=== Input records ===

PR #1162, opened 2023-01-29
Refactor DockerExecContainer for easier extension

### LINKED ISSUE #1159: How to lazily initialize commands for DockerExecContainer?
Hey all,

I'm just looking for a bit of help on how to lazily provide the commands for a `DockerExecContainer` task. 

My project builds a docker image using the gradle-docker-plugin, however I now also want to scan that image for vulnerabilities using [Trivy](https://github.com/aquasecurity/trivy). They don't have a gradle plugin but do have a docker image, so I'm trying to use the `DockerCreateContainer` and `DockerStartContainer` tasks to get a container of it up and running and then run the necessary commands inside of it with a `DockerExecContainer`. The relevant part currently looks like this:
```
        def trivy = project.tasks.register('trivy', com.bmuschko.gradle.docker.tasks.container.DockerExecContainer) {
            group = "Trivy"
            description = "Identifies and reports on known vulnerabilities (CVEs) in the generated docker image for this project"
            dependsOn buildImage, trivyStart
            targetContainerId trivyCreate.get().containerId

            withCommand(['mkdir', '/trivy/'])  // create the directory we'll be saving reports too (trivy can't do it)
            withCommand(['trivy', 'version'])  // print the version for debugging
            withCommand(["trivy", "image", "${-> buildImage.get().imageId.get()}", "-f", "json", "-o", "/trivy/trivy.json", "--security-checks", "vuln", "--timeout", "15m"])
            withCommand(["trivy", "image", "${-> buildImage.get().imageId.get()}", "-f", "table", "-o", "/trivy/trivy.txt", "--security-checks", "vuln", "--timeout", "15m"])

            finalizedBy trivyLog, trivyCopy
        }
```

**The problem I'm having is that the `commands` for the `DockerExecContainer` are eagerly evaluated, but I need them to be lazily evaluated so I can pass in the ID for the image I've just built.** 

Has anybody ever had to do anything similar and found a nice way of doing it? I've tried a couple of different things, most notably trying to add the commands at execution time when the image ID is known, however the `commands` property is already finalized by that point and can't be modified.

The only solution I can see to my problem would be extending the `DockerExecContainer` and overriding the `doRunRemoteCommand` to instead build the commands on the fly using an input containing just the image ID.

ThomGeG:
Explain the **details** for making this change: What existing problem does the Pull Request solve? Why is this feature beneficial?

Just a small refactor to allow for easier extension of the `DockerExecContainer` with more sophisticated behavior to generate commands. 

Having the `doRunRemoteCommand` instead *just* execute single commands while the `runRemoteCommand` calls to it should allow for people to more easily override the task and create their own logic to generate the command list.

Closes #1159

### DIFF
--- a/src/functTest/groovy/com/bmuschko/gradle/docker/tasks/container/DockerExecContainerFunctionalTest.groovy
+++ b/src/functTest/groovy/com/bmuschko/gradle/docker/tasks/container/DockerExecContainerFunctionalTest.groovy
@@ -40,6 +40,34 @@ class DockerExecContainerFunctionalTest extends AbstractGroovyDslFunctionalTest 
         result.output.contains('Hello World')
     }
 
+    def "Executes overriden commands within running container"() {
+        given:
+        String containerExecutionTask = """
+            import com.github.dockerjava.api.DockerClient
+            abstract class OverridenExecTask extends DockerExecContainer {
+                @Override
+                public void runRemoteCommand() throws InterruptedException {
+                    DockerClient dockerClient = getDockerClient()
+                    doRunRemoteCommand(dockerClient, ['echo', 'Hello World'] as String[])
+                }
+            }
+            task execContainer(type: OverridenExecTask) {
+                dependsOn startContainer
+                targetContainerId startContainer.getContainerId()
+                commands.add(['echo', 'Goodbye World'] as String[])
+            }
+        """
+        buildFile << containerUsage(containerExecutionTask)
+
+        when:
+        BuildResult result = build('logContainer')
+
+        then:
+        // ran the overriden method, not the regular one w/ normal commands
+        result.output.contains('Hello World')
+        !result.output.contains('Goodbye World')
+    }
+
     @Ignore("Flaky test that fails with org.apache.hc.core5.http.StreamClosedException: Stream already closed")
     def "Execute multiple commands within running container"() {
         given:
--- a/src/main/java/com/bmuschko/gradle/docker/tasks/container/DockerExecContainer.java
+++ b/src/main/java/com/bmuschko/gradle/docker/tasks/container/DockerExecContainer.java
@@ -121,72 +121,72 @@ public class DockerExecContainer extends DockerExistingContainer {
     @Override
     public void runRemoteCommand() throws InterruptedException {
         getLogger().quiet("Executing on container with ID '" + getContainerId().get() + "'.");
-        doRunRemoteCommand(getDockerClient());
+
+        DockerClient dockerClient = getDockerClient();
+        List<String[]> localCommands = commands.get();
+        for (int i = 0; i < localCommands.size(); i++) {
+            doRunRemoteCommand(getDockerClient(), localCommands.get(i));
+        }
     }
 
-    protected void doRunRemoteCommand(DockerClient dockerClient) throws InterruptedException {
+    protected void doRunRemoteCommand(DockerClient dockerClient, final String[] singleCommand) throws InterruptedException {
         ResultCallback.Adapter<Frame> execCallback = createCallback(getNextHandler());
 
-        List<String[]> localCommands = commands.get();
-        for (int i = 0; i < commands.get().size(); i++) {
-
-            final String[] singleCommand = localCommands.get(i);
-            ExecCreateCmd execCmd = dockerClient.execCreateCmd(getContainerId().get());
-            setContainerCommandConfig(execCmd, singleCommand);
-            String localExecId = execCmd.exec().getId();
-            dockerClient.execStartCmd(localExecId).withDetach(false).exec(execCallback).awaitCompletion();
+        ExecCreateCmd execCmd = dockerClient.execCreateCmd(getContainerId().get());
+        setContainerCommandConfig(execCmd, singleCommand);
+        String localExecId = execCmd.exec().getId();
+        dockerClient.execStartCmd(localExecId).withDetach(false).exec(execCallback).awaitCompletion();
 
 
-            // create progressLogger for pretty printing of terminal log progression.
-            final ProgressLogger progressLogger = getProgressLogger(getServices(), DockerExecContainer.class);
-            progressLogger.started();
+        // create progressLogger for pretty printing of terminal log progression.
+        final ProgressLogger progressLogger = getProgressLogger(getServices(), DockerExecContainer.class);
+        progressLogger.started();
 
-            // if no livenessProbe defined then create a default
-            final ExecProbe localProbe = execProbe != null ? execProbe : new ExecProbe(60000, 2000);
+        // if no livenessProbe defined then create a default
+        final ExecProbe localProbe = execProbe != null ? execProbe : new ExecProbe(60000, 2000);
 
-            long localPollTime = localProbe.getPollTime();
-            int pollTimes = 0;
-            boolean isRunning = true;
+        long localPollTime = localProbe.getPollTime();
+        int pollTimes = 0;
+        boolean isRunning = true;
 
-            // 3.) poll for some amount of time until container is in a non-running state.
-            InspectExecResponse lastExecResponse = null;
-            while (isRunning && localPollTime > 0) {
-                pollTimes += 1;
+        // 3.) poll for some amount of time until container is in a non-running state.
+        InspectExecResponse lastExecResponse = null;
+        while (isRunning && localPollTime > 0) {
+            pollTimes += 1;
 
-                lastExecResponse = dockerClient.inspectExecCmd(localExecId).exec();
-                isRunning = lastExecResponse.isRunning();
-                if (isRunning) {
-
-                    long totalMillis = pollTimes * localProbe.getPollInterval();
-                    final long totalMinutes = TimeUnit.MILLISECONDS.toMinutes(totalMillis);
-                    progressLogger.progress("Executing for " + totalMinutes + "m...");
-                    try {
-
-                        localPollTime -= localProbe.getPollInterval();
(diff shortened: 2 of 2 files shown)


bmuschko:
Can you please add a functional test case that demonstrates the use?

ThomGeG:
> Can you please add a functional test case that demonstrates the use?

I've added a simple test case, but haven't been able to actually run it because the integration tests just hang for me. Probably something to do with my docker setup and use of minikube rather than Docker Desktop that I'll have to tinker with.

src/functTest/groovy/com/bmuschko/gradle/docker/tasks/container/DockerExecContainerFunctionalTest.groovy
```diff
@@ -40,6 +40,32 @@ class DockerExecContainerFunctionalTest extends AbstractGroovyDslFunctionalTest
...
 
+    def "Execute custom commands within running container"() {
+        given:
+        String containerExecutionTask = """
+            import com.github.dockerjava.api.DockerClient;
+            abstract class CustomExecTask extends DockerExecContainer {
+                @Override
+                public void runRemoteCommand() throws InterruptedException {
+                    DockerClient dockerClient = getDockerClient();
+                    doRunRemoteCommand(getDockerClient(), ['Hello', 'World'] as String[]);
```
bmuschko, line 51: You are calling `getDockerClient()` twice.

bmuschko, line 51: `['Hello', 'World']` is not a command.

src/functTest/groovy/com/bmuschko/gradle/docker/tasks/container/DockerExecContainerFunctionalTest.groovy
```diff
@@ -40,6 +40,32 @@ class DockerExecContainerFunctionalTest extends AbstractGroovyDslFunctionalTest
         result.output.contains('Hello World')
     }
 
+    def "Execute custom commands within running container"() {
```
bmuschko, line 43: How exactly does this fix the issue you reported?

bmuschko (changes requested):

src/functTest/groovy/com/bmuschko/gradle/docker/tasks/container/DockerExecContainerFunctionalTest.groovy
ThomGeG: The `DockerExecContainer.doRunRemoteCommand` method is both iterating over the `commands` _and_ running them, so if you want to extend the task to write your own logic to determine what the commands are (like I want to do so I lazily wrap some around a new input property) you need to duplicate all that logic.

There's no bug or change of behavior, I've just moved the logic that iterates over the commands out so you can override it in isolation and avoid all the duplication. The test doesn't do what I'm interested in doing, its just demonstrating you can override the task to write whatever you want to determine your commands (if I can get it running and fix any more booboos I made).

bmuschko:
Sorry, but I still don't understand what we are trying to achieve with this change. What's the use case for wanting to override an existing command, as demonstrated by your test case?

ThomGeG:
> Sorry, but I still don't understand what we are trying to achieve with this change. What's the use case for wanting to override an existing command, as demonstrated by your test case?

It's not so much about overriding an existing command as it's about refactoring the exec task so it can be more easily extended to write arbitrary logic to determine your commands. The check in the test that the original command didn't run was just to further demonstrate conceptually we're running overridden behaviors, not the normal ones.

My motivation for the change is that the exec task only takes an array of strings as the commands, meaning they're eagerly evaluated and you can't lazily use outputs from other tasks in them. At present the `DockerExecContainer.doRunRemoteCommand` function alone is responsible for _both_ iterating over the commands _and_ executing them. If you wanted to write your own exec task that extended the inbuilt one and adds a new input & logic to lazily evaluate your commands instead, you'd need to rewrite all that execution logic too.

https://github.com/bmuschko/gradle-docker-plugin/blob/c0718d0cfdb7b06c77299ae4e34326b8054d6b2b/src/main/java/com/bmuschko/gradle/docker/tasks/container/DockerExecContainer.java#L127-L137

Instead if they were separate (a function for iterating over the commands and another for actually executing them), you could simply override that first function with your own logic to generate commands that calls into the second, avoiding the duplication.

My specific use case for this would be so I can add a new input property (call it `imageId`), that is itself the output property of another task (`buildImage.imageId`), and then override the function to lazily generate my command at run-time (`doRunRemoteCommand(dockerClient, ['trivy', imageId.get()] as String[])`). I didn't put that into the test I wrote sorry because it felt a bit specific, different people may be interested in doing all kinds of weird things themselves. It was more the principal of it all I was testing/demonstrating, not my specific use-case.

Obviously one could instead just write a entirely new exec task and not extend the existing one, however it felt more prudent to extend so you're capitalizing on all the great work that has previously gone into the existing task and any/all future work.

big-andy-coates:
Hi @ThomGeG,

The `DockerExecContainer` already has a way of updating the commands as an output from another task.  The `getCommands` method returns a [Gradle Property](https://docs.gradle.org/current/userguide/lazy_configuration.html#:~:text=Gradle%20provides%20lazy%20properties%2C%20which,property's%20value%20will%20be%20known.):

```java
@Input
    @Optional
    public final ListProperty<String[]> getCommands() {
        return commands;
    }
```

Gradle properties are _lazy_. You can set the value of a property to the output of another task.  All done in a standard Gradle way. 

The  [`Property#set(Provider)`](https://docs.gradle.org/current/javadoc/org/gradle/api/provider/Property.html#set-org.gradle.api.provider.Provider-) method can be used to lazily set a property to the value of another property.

===

» **Problem**
Copy the lines above exactly, from the very first through the one containing "I'm just looking", and include no other line.

» **Written response**
PR #1162, opened 2023-01-29
Refactor DockerExecContainer for easier extension

### LINKED ISSUE #1159: How to lazily initialize commands for DockerExecContainer?
Hey all,

I'm just looking for a bit of help on how to lazily provide the commands for a `DockerExecContainer` task. 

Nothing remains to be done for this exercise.